Monty Interpreter¶
The Monty Interpreter provides a sandboxed code execution backend using pydantic-monty, a minimal Python interpreter written in Rust by Pydantic. It is designed for executing LLM-generated code with strong isolation guarantees while preserving full compatibility with RLM's REPL loop.
Experimental
Monty is a new interpreter that supports a subset of Python. It cannot replace LocalInterpreter for all workloads, but provides a compelling option when sandbox safety, resource limits, and microsecond startup matter more than full Python compatibility.
Module¶
rlm_code.rlm.monty_interpreter
+-- MontyInterpreter -- Sandboxed CodeInterpreter
+-- MontyCodeResult -- Extended result with Monty metadata
+-- MontyCodeValidator -- Standalone validation utility
+-- MontyExecutionStats -- Aggregate session statistics
+-- create_rlm_monty_interpreter() -- Factory for RLM-configured instances
Why Monty?¶
| Feature | LocalInterpreter (exec()) | MontyInterpreter |
|---|---|---|
| Sandbox safety | None (full host access) | No filesystem, network, imports, eval/exec |
| Resource limits | Timeout only | Time, memory, allocation caps (Rust VM) |
| Startup latency | ~0 ms | <1 microsecond |
| External fn dispatch | Exception-based (FinalOutput) | Coroutine-style start()/resume() |
| Type checking | None | Optional static analysis via ty |
| Snapshot serialization | Not supported | Freeze/resume execution state to bytes |
| Python coverage | Full CPython | Subset (no imports, no classes, no stdlib) |
Architecture¶
When the LLM emits a REPL code block, the execution flow is:
graph TD
LLM["LLM-generated code"] --> Execute["MontyInterpreter.execute()"]

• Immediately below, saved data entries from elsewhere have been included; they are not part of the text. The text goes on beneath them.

PR #2103, opened 2022-10-01
super epic omega very cool explanations and pics

lilyuwuu:
Lots of changes here!

- Switch from "Required Reading" to "Technical Details" as a collapsible, with more technical details (or links to the actual page about the exploit for anyone who wants it.
- Add a "compatibility notes" section for information on what is necessary for the exploit (region, shoulder buttons, etc)
- Add an explanation of what the user is actually doing below every section.
- Add some images - particularly: the "pasting id0 somewhere" thing, friend registration, images of the location of the Nintendo DSiWare folder, DSiWare Management, USM menu
- Slightly reorganize photos on repo so that each page has its own folder. (but only kinda sorta because this got annoying and we still have more photos to add at some point)


lifehackerhansol:
Removed the text-expand includes as it is not needed.

Technical explanation has been isolated into a info-notice box. Purely visual change, the JS hack still works. Much tidier this way, though.

lifehackerhansol (approved):

Issue #2108, opened 2022-10-07
no 11.16 firms on hardmod page


foxsouns:
**Pages with issue(s)**
https://3ds.hacks.guide/installing-boot9strap-(hardmod)

**Description of the issue(s)**
Page needs to be updated to display a new firm or update text. (Need find out if 11.16 uses a new kernel version (not likely) and update accordingly.)

lifehackerhansol:
I believe there is a new nfirm. We haven't made a new torrent for it yet.

Perhaps I'll throw a warning on the page for now until I get my hands on it.

foxsouns:
@lifehackerhansol Oh, I think could make the warning! I'll make the PR.

PR #2109, opened 2022-10-07
add warning against installing old firm files

foxsouns:
**Description**

Hardmod firms for the `installing b9s - hardmod` page are not updated: this includes a warning to disuade readers from installing incorrect firmware until #2108 gets a torrent created.


foxsouns:
oh no, i was too late! alas, closing PR.

lifehackerhansol:
ninja'd

PR #2120, opened 2022-10-14
clarify hardware button check

Gruetzig:
"I am in the hardware safe mode testing thing rn it prompted an update and after I pressed cancel it didn't go to the home menu it just shut off is this fine?"
"in this section of the guide my 3ds does go into the system update menu but doesn't go back to the main menu after I press the cancel button should I still do the safe mode method or the other one ?"
should fix these questions


lifehackerhansol:
How about we just combine it into one subbullet
```
1. If prompted to update, press Cancel
  + Your device will power off
  + If the device boots to the HOME Menu, just power off your device
```

Gruetzig:
good idea ;)
(had the idea too but something stopped me)

PR #2128, opened 2022-10-29
It's actually not really easy to hack your 3DS. Not everyone can do it.

Gruetzig:
yes(this sentence should really get removed)

### DIFF
--- a/_pages/en_US/home.txt
+++ b/_pages/en_US/home.txt
@@ -46,7 +46,6 @@ This guide will:
 
 ## What do I need to know before starting?
 
-* It's actually really easy to hack your 3DS. Anyone can do it.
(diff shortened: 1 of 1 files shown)


lilyuwuu:
the current sentence is a reference to a meme and should either be kept as is or removed imo. Changing it to "read the guide lol" is a bit too passive aggressive

adrot:
Agreed. The "fix" feels self-defeating. Taken at face value, if the user cannot read, then the Guide serves no purpose to them. Plus, this makes it look like we are looking down on people if they are having issues.

lifehackerhansol:
You know what, fuck it. We've had our fun with the meme. I'm just going to remove it.

PR #2130, opened 2022-10-30
clarify cfw check

Gruetzig:
(sent picture of the cfw check)
smol💀💀💀💀 — Today at 7:17 PM
did you do it or not
nah — Today at 7:17 PM
no
smol💀💀💀💀 — Today at 7:17 PM
why not
its the first section of the guide
nah — Today at 7:17 PM
i didnt think i had to bc i never got to actually downloading anything

### DIFF
--- a/_pages/en_US/get-started.txt
+++ b/_pages/en_US/get-started.txt
@@ -4,7 +4,7 @@ title: "Get Started"
 
 {% include toc title="Table of Contents" %}
 
-Before starting this guide, we will see if custom firmware is already installed and check the current system version of your device.
+Before starting this guide, we will see if custom firmware is already installed and check the current system version of your device. Do not skip this, no matter of what happened to your device or the SD card in the past. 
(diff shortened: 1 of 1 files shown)


lilyuwuu:
i'm kinda iffy on this - it seems kind of unnecessary and anyone who is purposely skipping it won't necessarily suddenly not skip it just because they potentially see a line

Gruetzig:
maybe it is unnecessary but its not harmful and even if it doesnt help 99,9% of all people it still helps 0,1%.

lilyuwuu:
there is potential harm in that it's kind of unnecessarily scary the way it is currently worded

Gruetzig:
where is it scary

lilyuwuu:
"do not skip this" implies that something bad will happen to the console if it is skipped, which is rarely the case

Gruetzig:
fine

Execute --> AST["AST parse: find referenced & assigned vars"]
AST --> Augment["Append __rlm_collect__({...})"]
Augment --> Monty["pydantic_monty.Monty(augmented_code)"]
Monty --> Start["monty.start(inputs={...}, limits=...)"]
Start --> Check{Progress type?}
Check -->|MontyComplete| Done["Execution finished"]
Check -->|MontySnapshot| Dispatch{"External fn?"}
Dispatch -->|__rlm_collect__| Collect["Capture variables"]
Dispatch -->|FINAL / FINAL_VAR| Term["Terminate with answer"]
Dispatch -->|SUBMIT| Submit["Terminate with fields"]
Dispatch -->|SHOW_VARS| ShowVars["Return var listing"]
Dispatch -->|llm_query| LLMCall["Call host LLM"]
Dispatch -->|user tool| UserTool["Call registered handler"]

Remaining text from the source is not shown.